RECORDS SUPPLIED Block Start

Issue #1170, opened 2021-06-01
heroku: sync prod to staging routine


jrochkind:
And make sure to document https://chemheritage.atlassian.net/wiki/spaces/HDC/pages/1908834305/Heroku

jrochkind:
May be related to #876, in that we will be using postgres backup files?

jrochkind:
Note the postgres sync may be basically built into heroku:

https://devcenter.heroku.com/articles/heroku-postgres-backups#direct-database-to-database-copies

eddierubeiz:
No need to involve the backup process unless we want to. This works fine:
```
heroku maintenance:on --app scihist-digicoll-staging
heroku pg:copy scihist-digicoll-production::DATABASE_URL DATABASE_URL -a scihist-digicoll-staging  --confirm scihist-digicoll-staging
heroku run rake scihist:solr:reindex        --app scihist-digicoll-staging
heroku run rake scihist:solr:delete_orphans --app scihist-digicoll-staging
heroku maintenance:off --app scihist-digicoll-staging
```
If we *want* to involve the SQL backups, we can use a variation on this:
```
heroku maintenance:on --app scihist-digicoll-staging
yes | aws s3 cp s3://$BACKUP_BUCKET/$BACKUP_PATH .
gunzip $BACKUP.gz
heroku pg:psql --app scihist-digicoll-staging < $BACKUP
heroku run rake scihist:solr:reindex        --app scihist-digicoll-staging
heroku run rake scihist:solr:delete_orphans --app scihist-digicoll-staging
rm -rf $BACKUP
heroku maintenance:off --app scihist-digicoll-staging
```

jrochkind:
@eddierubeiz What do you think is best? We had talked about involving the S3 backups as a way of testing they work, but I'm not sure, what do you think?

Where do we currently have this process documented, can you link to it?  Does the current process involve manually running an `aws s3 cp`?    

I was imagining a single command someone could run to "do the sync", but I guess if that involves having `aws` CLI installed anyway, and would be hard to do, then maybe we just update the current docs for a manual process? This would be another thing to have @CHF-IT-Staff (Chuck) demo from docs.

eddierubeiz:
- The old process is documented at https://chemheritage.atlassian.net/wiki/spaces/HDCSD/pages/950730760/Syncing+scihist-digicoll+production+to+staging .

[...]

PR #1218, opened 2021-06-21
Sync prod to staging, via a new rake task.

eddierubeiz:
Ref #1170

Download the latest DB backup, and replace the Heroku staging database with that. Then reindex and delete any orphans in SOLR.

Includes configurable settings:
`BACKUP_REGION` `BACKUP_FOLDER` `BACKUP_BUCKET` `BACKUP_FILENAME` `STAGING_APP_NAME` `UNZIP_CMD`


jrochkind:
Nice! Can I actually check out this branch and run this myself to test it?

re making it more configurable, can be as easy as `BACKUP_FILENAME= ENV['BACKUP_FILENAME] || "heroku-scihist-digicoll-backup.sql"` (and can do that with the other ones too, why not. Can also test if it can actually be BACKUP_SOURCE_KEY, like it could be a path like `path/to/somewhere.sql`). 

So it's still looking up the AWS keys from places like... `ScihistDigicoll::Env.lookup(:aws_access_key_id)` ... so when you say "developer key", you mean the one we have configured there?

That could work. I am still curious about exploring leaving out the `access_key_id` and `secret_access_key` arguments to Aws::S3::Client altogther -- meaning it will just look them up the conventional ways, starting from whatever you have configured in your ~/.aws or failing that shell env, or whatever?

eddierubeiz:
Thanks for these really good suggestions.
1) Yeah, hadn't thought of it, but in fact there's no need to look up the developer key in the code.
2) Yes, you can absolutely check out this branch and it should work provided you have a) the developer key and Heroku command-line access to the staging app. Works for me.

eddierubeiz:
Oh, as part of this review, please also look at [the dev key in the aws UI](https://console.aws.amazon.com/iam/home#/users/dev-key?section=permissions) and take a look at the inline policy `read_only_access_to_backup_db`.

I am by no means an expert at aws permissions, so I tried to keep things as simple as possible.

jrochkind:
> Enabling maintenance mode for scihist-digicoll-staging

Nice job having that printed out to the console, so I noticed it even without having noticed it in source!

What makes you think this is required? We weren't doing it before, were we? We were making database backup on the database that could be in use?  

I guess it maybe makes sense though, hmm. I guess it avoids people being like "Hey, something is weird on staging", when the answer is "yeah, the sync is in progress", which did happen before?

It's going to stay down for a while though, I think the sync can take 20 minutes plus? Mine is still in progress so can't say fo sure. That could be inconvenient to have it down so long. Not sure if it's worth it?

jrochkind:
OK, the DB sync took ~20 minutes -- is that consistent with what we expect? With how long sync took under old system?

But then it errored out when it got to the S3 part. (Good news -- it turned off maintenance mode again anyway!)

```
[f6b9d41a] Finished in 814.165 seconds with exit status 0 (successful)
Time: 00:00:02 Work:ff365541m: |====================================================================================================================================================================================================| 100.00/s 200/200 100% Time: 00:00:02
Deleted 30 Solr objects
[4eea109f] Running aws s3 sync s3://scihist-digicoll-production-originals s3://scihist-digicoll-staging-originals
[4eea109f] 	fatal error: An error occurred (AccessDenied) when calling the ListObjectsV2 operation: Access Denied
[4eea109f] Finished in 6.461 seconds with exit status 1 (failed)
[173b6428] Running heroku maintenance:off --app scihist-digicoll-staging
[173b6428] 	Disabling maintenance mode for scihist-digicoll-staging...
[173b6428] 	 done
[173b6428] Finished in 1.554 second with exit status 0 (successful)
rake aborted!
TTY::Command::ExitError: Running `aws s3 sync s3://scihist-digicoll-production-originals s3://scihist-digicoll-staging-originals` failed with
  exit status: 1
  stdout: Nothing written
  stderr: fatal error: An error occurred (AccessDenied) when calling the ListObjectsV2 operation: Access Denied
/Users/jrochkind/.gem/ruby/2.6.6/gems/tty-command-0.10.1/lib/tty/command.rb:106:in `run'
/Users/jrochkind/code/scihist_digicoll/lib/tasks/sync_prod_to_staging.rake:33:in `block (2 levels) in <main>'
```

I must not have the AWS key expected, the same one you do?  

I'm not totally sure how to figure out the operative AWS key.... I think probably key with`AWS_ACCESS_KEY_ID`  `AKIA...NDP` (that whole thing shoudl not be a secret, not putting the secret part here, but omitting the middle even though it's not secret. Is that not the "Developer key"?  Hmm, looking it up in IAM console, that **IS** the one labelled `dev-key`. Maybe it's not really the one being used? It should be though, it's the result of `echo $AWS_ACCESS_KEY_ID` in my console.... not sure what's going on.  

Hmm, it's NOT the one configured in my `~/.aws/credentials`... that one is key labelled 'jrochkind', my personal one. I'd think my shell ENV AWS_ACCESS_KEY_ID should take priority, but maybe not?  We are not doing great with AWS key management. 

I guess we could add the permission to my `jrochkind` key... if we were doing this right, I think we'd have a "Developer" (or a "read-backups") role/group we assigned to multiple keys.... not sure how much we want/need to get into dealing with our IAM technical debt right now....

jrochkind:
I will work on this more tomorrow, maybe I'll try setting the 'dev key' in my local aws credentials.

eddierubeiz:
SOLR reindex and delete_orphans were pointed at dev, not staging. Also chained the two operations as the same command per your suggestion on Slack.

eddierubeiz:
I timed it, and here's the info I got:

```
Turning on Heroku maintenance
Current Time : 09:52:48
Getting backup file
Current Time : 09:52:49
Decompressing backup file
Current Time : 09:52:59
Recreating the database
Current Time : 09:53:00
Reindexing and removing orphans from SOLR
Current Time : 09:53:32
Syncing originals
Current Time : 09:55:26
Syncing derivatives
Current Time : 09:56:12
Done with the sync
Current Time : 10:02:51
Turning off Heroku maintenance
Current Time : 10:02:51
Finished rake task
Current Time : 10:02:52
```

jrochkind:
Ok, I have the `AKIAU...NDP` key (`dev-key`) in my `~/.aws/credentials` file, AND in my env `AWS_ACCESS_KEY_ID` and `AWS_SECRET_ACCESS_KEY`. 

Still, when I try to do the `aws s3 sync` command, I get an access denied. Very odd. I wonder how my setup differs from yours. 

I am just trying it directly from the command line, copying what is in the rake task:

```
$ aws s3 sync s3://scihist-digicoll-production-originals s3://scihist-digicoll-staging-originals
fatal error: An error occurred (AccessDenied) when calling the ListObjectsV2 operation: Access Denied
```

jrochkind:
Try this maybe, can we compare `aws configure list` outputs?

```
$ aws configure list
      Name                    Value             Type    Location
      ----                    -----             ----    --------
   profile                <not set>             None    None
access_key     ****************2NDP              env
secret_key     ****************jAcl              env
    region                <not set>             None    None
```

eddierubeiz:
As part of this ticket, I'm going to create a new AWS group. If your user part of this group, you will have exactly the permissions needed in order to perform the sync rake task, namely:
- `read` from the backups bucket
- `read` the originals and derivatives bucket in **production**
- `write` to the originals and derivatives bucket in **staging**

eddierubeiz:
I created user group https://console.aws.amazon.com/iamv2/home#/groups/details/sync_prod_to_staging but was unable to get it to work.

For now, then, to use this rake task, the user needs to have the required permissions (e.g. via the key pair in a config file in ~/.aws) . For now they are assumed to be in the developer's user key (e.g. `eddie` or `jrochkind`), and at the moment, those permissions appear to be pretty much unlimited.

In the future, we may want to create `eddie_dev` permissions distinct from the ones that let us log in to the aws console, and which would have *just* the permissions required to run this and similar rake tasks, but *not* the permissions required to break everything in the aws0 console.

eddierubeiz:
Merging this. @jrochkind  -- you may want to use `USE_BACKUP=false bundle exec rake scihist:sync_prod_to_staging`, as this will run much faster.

RECORDS SUPPLIED Block End

◆ WHAT THIS TASK INVOLVES
Give again, word for word, the records from their first line to the one with "Where do we", and leave out all else.

◆ SOLUTION TO THIS EXERCISE
Issue #1170, opened 2021-06-01
heroku: sync prod to staging routine


jrochkind:
And make sure to document https://chemheritage.atlassian.net/wiki/spaces/HDC/pages/1908834305/Heroku

jrochkind:
May be related to #876, in that we will be using postgres backup files?

jrochkind:
Note the postgres sync may be basically built into heroku:

https://devcenter.heroku.com/articles/heroku-postgres-backups#direct-database-to-database-copies

eddierubeiz:
No need to involve the backup process unless we want to. This works fine:
```
heroku maintenance:on --app scihist-digicoll-staging
heroku pg:copy scihist-digicoll-production::DATABASE_URL DATABASE_URL -a scihist-digicoll-staging  --confirm scihist-digicoll-staging
heroku run rake scihist:solr:reindex        --app scihist-digicoll-staging
heroku run rake scihist:solr:delete_orphans --app scihist-digicoll-staging
heroku maintenance:off --app scihist-digicoll-staging
```
If we *want* to involve the SQL backups, we can use a variation on this:
```
heroku maintenance:on --app scihist-digicoll-staging
yes | aws s3 cp s3://$BACKUP_BUCKET/$BACKUP_PATH .
gunzip $BACKUP.gz
heroku pg:psql --app scihist-digicoll-staging < $BACKUP
heroku run rake scihist:solr:reindex        --app scihist-digicoll-staging
heroku run rake scihist:solr:delete_orphans --app scihist-digicoll-staging
rm -rf $BACKUP
heroku maintenance:off --app scihist-digicoll-staging
```

jrochkind:
@eddierubeiz What do you think is best? We had talked about involving the S3 backups as a way of testing they work, but I'm not sure, what do you think?

Where do we currently have this process documented, can you link to it?  Does the current process involve manually running an `aws s3 cp`?    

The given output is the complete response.